OfS gets new powers to protect students if English providers shut

Regulator goes ahead with new guidance despite opposition from sector, citing impact of Covid-19 on sector finances

March 31, 2021
Source: iStock

New rules giving England’s regulator stronger powers to protect students enrolled at higher education providers at risk of closure have been introduced, despite opposition from the sector.

The new guidance allows the Office for Students (OfS) to require institutions that it deems at risk of failure to put in place a “market exit plan” approved by the watchdog.

This could include forcing the institution to continue to teach existing students before closing or enabling students to make complaints and apply for refunds or compensation.

A market exit plan – a special type of the existing student protection plans – could also require an institution to make arrangements to transfer students to courses at other providers or to award credit for partially completed courses and awarding qualifications where courses have been completed.

The OfS went ahead with the guidance – which comes into force on 1 April – despite a majority of respondents to a consultation expressing their opposition to it.

Of 83 respondents, 47 (57 per cent) said that they did not agree with the proposed guidance, and only 20 (24 per cent) supported it. Some respondents suggested that it could impinge on institutional autonomy, and raised concerns about the impact of the publication of a market exit plan on a provider that was already in difficulty.

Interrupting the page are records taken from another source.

PR #780, opened 2015-10-20
add incoming issues to local db, fixes #788

### LINKED ISSUE #165: issues data dump

### LINKED ISSUE #788: Set up live "backup" database on webcompat.com server, updated from suitable webhooks
Spin off from #165, we are considering having a "backup" database where we store copies of all web-bugs issues when they are created. The idea is to let GitHub send information to our webhooks and use that to update the database. See #780 for code.

The purpose of this database is twofold - one important purpose and one nice-to-have:

1) We can massage the data a little more and for example add a "domain" field to index on - this lets us easily generate RSS feeds and such by domain, see #60, with less traffic to GitHub.
2) It's nice to have the data around locally, especially if we ever wish to move away from GitHub as a backend.

hallvors:
r?@karlcow who seems to have read the code already


hallvors:
Hm. I handled Karl's second comment before the first, and now  GitHub shows my commit associated with wrong comment - oh well :)

webcompat/db/__init__.py
```diff
@@ -17,3 +24,47 @@
...
+
+    def __init__(self, issue_id, summary, url, body):
+        self.issue_id = issue_id
+        self.summary = summary
+        self.url = url
+        self.body = body
+
+Base.metadata.create_all(bind=issue_engine)
+
+Base2 = declarative_base()
```
miketaylr: nit: can we use more descriptive names than `Base` and `Base2`? Maybe `SessionBase` and `IssueBase` or similar?

miketaylr:
I wasn't asked for review, but this looks good. Will defer to @karlcow.

hallvors:
(Quite likely we should have some error handling if the content of a report doesn't fit those DB column sizes..)

hallvors:
Two things to explore:
* Size limits for various fields
* If we should track deletion of issues, edits to issue description

hallvors:
> I wasn't asked for review

I'm just following the guidelines ;) - "don't ask more than one person for review"

miketaylr:
@hallvors heh, no issues with what you've done or the process. I was just adding my 2 cents. :moneybag:

karlcow:
I think we should track deletion. 
I would be happy to give r+ if we are not using the DB for now for production stuff. So write only and not read, for the purpose of testing on the rest of the code. 

Does that sound reasonable?

miketaylr:
> I think we should track deletion. 

I guess that's probably a new issue, to sync with GitHub API (deletion) changes.

> So write only and not read, for the purpose of testing on the rest of the code

+1. Let's let it collect data for a few weeks and come back and inspect how it does. Also if we want deletion, we don't want to rely on anything until that's ready.

miketaylr:
> I would be happy to give r+ if we are not using the DB for now for production stuff. So write only and not read, for the purpose of testing on the rest of the code.
> 
> Does that sound reasonable?

@hallvors want to respond and then fix the merge conflicts? Assuming you agree with Karl I'll be happy to merge at that point.

hallvors:
Rebased and fixed conflicts

karlcow:
Let's see if we get interesting results.

hallvors:
Wohoo!! :)

PR #782, opened 2015-10-20
Fixes #773. Prevent caching empty labels responses from GitHub

### LINKED ISSUE #773: Empty Label response can possibly be cached from GitHub?
Sadly our existing labels tests aren't good enough. This came up trying to get #712 working.

Right now on production if you open the label gear you get an empty label w/ the following error in the console: `no element found`

Looks like we're sending an empty response?

This doesn't happen in dev, but the other bug is that if you open the label editor on an issue with labels, the checkboxes aren't selected. That's a regression, likely from all the namespace mangling.

I'm beginning to want to rip out all the special namespace handling code and just show them everywhere. 

@karlcow any good reasons to not show `browser-foo` and `status-foo` in the webcompat UI? Or were we just trying to have a seamless transition?

miketaylr:
r? @karlcow

### DIFF
--- a/requirements.txt
+++ b/requirements.txt
@@ -1,6 +1,5 @@
 Babel==1.3
 Flask==0.10.1
-Flask-Cache==0.13.1
 Flask-Limiter==0.7.4
 Flask-SQLAlchemy==1.0
 Flask-Uploads==0.1.3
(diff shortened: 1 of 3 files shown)


karlcow:
excellent. 
Thanks @miketaylr

PR #790, opened 2015-10-22
Extra quoting in CSS selector, fixes #789

### LINKED ISSUE #789: Label containing spaces will break label editor filtering
Since we don't have any labels with spaces at the moment we haven't noticed, but search/filter won't work because ```$('[name=' + labelName + ']')``` will throw on input with spaces. The selector needs some extra quoting.

hallvors:


miketaylr:
Good catch.

PR #794, opened 2015-10-22
Fixes #792: Clicking on a suggested label should actually work.

### LINKED ISSUE #792: "Filter by popular labels" does nothing
If you do a search that matches nothing, you get a list of ways you might want to improve your search. 

One of them is "filter by popular labels" with a small list of clickable labels. Nothing happens when you click them.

The OfS said that it had amended the guidance to make it clearer following the consultation, but argued it was necessary because of weaknesses in existing student protection plans and the impact of the coronavirus pandemic on institutions’ finances. It said that market exit plans would only be published when that was judged to be in the public interest.

Susan Lapworth, the OfS’ director of regulation, said that universities should be “reassured that the scope of this power is narrowly focused on situations where closure is a credible possibility”.

“Even when we account for the impact of the pandemic, university finances are overwhelmingly in good shape. But there is increasing variation in financial performance across the sector, and we have had to intervene in a very small number of cases,” Ms Lapworth said.

“We have done so with one hand tied behind our backs because the existing regulatory tools have not allowed us to act quickly and effectively.

“The new condition ensures that – on the rare occasions where there is a material risk of closure – we can act to ensure that the interests of students remain paramount.”